(Beginning of EXERCISE INPUT)
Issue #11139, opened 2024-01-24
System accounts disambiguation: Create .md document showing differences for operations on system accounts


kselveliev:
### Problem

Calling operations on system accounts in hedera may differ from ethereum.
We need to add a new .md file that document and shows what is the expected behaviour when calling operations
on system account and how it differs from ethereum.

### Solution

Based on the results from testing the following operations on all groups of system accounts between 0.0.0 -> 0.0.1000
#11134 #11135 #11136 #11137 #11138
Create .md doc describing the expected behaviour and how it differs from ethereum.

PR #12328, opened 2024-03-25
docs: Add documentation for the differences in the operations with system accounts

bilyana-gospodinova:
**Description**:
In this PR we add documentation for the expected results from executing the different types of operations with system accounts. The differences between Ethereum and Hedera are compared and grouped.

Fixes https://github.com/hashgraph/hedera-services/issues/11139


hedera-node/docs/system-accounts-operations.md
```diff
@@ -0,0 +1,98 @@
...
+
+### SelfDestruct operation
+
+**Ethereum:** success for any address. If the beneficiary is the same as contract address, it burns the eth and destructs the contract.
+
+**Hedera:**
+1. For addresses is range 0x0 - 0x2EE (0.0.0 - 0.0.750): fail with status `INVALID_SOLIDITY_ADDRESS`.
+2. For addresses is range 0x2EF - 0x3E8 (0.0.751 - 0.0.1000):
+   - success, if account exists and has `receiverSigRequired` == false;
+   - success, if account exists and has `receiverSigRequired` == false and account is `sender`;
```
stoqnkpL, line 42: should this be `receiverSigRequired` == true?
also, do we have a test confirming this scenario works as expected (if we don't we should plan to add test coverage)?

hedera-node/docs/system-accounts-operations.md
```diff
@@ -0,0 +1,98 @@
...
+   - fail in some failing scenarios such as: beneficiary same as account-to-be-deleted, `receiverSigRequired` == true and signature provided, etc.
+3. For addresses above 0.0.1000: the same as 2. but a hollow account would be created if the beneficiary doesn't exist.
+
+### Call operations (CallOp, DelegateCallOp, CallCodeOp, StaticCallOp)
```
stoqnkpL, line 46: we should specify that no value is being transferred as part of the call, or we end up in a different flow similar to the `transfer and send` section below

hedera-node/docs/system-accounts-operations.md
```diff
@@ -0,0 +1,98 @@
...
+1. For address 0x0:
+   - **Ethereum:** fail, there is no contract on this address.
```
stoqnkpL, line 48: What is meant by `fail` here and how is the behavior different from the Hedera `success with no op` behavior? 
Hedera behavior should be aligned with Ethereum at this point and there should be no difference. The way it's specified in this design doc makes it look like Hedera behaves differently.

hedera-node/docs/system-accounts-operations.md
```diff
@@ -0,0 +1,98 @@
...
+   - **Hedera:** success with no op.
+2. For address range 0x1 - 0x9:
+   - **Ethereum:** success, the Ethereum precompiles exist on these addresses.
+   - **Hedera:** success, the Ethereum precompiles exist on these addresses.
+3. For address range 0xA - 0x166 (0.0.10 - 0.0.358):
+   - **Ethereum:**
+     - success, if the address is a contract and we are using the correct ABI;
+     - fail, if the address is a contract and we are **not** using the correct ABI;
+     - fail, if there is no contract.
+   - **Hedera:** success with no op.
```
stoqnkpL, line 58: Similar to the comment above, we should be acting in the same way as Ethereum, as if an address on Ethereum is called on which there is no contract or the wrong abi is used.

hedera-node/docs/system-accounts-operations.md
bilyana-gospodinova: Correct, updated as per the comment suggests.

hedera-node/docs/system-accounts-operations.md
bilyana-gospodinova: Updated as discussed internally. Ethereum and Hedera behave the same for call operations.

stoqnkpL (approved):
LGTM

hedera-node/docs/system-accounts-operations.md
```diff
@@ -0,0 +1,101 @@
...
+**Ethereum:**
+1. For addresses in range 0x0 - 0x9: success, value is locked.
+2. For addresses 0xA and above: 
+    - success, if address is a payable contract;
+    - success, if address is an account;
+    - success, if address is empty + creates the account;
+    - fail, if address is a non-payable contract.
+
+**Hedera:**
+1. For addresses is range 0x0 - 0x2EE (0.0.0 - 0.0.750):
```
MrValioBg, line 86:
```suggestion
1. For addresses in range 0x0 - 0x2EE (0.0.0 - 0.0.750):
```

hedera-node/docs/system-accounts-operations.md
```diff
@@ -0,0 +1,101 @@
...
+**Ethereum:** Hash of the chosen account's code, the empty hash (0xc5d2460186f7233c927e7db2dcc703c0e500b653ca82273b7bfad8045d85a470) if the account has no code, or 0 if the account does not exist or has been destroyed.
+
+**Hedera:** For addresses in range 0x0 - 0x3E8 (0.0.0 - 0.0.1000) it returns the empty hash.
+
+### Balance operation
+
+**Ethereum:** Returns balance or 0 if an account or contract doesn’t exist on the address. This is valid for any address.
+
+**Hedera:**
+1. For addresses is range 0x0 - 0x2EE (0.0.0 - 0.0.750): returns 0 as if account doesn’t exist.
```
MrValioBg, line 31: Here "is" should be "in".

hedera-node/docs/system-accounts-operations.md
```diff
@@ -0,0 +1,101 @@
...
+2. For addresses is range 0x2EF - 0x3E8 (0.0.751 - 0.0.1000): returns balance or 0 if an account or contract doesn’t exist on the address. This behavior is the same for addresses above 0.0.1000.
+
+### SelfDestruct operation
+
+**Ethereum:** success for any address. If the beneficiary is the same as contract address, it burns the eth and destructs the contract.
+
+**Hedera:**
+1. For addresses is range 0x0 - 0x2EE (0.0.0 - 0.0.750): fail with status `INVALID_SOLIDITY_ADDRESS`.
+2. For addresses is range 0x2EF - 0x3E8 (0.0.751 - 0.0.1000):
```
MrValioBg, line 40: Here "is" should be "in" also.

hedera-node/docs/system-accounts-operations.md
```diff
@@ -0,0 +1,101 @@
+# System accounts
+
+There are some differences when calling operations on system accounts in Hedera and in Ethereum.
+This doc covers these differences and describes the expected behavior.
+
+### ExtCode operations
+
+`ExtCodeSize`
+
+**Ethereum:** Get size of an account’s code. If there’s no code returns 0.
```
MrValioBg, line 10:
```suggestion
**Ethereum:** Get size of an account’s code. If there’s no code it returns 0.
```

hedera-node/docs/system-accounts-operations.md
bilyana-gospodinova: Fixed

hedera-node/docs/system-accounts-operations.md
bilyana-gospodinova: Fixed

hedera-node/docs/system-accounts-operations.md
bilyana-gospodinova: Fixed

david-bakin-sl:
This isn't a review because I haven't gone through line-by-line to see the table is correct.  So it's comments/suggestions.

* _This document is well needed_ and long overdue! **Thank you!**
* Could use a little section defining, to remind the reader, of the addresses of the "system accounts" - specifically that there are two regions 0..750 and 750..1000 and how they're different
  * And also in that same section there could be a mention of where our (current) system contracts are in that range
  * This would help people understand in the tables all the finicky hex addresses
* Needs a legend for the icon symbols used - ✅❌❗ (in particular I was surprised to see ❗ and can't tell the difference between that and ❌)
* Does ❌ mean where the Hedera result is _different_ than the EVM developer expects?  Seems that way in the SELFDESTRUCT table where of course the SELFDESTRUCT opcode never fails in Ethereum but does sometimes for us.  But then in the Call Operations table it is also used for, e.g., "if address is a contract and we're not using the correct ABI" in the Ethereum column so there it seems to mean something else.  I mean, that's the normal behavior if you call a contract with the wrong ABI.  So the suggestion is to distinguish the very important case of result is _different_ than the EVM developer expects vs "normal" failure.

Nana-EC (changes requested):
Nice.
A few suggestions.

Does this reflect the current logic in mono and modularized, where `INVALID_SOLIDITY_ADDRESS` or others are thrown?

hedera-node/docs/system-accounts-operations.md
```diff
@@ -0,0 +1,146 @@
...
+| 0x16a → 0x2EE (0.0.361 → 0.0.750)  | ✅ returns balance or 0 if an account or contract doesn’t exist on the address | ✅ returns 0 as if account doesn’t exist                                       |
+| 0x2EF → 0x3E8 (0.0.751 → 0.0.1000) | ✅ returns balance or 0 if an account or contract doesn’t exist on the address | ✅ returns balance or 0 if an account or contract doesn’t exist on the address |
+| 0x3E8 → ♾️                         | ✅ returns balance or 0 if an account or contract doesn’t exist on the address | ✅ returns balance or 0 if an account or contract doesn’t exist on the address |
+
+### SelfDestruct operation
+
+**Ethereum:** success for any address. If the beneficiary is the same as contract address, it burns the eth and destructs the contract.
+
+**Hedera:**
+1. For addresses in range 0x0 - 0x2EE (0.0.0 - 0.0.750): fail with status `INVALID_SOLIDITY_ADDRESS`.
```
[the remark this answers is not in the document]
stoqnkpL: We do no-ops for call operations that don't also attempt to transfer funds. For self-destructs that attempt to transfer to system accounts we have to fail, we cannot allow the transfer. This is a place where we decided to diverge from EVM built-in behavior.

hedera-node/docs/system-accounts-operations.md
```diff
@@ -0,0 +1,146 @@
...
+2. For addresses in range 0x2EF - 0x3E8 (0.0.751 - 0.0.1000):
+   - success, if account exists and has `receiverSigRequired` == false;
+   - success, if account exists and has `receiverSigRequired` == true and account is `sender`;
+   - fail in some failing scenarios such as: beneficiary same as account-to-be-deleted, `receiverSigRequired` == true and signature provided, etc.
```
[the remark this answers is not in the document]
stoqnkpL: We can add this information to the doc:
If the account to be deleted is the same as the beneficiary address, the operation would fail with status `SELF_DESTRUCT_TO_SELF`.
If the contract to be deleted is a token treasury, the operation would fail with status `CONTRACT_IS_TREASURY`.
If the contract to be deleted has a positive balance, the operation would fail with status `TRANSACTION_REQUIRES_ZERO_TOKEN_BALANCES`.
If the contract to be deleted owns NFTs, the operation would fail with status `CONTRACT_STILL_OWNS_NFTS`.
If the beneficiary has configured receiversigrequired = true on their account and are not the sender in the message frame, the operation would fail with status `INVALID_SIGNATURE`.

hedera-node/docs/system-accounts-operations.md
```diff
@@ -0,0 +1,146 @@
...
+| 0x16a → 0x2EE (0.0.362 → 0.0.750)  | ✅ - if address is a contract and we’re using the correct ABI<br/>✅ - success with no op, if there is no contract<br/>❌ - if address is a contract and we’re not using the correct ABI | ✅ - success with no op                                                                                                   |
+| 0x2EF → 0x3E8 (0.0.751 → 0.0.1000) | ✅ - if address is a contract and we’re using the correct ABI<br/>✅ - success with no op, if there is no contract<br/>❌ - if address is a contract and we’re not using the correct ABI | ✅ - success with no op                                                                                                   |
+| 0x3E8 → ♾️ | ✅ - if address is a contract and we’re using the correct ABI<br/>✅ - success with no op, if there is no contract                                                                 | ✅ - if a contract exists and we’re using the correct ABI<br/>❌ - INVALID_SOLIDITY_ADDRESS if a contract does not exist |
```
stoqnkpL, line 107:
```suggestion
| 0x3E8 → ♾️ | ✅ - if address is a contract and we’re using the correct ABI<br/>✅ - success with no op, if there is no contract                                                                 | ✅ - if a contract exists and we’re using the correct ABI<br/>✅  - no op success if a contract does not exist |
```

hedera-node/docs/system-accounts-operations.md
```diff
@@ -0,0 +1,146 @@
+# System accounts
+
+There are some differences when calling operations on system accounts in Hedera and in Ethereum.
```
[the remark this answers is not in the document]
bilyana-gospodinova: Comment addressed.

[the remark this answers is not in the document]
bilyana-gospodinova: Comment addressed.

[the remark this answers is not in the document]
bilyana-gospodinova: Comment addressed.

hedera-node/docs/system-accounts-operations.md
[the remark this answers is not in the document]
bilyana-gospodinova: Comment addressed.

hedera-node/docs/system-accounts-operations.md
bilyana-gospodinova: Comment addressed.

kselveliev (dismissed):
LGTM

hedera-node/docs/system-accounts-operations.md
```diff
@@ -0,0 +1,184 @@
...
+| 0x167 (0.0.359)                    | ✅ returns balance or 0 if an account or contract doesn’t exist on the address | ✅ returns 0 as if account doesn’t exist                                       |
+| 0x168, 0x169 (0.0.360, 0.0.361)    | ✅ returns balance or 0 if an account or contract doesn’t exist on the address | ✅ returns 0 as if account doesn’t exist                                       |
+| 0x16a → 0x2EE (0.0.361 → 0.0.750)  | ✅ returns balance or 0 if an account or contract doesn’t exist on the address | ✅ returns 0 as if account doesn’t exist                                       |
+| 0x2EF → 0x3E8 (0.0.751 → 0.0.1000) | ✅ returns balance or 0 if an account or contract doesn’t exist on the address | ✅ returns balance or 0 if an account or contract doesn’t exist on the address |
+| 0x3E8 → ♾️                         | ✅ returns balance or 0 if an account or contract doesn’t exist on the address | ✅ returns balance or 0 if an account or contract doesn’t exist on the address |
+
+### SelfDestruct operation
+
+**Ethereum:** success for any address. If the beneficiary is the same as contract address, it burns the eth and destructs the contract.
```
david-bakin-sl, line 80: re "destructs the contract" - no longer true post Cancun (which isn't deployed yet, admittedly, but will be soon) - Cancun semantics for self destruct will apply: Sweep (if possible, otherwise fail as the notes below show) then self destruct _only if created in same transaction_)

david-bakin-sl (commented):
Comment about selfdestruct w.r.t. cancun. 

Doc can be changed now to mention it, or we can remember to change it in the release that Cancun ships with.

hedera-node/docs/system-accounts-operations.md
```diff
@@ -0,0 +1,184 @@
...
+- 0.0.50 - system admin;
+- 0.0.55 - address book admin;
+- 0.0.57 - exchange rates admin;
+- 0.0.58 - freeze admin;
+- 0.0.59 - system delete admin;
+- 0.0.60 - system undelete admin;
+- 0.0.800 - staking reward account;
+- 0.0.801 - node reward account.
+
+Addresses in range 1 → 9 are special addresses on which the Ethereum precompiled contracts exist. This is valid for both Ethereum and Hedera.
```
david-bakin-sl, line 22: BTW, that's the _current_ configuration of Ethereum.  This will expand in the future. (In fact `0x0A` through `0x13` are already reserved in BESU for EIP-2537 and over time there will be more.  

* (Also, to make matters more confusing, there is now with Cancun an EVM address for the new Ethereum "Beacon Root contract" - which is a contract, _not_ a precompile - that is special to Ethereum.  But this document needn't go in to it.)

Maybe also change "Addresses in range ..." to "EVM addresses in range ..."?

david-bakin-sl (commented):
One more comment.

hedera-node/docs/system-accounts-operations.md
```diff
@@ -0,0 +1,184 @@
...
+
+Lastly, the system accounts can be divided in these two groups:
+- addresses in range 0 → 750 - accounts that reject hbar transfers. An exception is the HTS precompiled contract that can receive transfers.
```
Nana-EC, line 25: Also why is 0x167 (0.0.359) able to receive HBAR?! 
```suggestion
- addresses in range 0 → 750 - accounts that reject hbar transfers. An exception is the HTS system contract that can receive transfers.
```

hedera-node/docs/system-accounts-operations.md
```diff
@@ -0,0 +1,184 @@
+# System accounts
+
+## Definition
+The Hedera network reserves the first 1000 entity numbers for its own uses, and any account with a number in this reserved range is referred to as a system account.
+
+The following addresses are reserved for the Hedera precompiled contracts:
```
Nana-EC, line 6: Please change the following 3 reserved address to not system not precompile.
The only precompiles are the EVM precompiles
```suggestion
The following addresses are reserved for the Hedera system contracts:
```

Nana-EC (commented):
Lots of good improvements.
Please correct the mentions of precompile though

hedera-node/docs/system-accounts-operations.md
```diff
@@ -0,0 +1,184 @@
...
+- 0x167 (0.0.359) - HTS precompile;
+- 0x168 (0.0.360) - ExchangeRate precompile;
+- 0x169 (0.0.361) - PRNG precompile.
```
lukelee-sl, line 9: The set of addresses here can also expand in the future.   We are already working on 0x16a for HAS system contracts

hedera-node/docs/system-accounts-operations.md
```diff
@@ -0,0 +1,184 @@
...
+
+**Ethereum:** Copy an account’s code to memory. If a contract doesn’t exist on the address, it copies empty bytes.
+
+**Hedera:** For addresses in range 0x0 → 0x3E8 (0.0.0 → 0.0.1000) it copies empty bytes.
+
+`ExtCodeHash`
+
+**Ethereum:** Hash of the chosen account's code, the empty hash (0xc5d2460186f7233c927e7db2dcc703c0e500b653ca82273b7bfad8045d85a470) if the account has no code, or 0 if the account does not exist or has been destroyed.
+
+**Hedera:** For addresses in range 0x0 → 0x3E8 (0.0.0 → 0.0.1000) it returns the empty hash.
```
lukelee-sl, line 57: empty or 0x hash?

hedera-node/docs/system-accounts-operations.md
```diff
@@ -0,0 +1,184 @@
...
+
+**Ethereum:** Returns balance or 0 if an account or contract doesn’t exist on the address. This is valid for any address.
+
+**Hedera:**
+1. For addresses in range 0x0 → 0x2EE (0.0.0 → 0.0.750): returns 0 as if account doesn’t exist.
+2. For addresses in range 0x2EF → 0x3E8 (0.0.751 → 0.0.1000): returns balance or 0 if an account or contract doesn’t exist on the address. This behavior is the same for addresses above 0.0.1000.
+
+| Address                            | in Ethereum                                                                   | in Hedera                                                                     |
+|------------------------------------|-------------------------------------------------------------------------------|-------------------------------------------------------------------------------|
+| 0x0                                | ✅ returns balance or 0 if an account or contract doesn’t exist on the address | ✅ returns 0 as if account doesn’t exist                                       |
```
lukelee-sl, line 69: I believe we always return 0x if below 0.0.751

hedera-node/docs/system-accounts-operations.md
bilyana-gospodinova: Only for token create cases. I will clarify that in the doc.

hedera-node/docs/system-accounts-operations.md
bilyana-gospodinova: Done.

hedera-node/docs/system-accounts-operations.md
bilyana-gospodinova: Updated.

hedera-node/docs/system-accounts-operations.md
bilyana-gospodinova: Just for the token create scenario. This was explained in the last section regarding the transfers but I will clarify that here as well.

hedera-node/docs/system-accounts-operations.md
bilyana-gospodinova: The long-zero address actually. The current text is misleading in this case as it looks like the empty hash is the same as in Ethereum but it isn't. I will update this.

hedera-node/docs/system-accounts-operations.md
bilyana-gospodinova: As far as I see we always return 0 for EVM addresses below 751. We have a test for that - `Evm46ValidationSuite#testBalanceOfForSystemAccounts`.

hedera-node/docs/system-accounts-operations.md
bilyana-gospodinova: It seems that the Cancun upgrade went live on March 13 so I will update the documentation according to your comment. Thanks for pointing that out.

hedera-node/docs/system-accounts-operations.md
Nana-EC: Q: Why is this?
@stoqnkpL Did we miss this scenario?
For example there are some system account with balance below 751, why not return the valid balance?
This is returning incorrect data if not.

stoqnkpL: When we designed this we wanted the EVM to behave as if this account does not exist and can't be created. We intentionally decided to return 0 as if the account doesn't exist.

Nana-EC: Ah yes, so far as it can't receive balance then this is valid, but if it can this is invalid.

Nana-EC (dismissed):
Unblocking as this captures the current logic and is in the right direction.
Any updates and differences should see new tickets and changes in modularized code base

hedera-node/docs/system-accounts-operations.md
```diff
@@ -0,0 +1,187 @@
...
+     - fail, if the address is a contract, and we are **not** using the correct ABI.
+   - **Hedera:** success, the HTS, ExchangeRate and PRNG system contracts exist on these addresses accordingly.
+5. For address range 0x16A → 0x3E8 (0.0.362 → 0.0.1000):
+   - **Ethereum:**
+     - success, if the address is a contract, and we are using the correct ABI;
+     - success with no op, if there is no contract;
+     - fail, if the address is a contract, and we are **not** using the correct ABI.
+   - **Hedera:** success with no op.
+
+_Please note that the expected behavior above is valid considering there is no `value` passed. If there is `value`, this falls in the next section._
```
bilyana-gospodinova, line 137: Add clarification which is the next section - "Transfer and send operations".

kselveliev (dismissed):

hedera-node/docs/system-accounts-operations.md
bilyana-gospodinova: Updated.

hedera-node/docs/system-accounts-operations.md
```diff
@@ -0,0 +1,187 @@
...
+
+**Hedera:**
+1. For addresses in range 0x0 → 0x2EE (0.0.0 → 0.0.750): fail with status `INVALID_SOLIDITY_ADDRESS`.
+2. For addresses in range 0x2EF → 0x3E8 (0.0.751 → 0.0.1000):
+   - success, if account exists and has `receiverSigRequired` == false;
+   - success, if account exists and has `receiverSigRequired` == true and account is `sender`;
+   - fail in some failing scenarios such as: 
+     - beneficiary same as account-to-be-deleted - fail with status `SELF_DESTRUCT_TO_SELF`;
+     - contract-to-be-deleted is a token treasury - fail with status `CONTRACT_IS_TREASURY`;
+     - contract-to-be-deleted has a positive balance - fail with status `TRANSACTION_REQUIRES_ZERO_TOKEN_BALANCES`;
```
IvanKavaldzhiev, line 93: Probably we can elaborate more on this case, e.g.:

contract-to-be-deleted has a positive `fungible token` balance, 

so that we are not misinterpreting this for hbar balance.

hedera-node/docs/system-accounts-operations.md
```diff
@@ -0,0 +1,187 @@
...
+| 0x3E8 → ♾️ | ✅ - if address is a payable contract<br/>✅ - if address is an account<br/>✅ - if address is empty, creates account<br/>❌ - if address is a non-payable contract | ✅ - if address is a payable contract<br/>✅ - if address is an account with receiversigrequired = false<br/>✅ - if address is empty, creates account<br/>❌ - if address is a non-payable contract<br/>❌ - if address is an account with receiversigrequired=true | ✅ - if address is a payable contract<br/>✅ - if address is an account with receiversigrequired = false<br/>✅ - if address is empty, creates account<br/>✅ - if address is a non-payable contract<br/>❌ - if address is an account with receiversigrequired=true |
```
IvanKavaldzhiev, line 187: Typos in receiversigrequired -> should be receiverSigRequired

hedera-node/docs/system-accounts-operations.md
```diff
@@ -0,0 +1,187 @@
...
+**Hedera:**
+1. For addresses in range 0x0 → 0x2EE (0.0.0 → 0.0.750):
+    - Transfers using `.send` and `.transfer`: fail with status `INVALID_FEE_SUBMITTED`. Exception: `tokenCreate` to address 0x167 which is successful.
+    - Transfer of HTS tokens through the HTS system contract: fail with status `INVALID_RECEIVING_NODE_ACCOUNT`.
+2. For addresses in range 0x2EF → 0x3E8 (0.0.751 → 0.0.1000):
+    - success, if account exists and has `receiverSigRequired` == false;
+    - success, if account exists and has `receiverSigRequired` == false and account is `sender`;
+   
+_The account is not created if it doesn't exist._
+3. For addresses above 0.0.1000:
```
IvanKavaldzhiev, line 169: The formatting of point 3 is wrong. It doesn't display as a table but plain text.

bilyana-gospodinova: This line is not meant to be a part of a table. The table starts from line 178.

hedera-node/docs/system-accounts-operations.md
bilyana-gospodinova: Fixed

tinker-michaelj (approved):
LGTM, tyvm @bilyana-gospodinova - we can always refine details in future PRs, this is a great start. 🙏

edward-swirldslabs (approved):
(End of EXERCISE INPUT)
Wherever the word "stoqnkpL" occurs in the data, copy that whole line.

stoqnkpL, line 42: should this be `receiverSigRequired` == true?
stoqnkpL, line 46: we should specify that no value is being transferred as part of the call, or we end up in a different flow similar to the `transfer and send` section below
stoqnkpL, line 48: What is meant by `fail` here and how is the behavior different from the Hedera `success with no op` behavior? 
stoqnkpL, line 58: Similar to the comment above, we should be acting in the same way as Ethereum, as if an address on Ethereum is called on which there is no contract or the wrong abi is used.
stoqnkpL (approved):
stoqnkpL: We do no-ops for call operations that don't also attempt to transfer funds. For self-destructs that attempt to transfer to system accounts we have to fail, we cannot allow the transfer. This is a place where we decided to diverge from EVM built-in behavior.
stoqnkpL: We can add this information to the doc:
stoqnkpL, line 107:
@stoqnkpL Did we miss this scenario?
stoqnkpL: When we designed this we wanted the EVM to behave as if this account does not exist and can't be created. We intentionally decided to return 0 as if the account doesn't exist.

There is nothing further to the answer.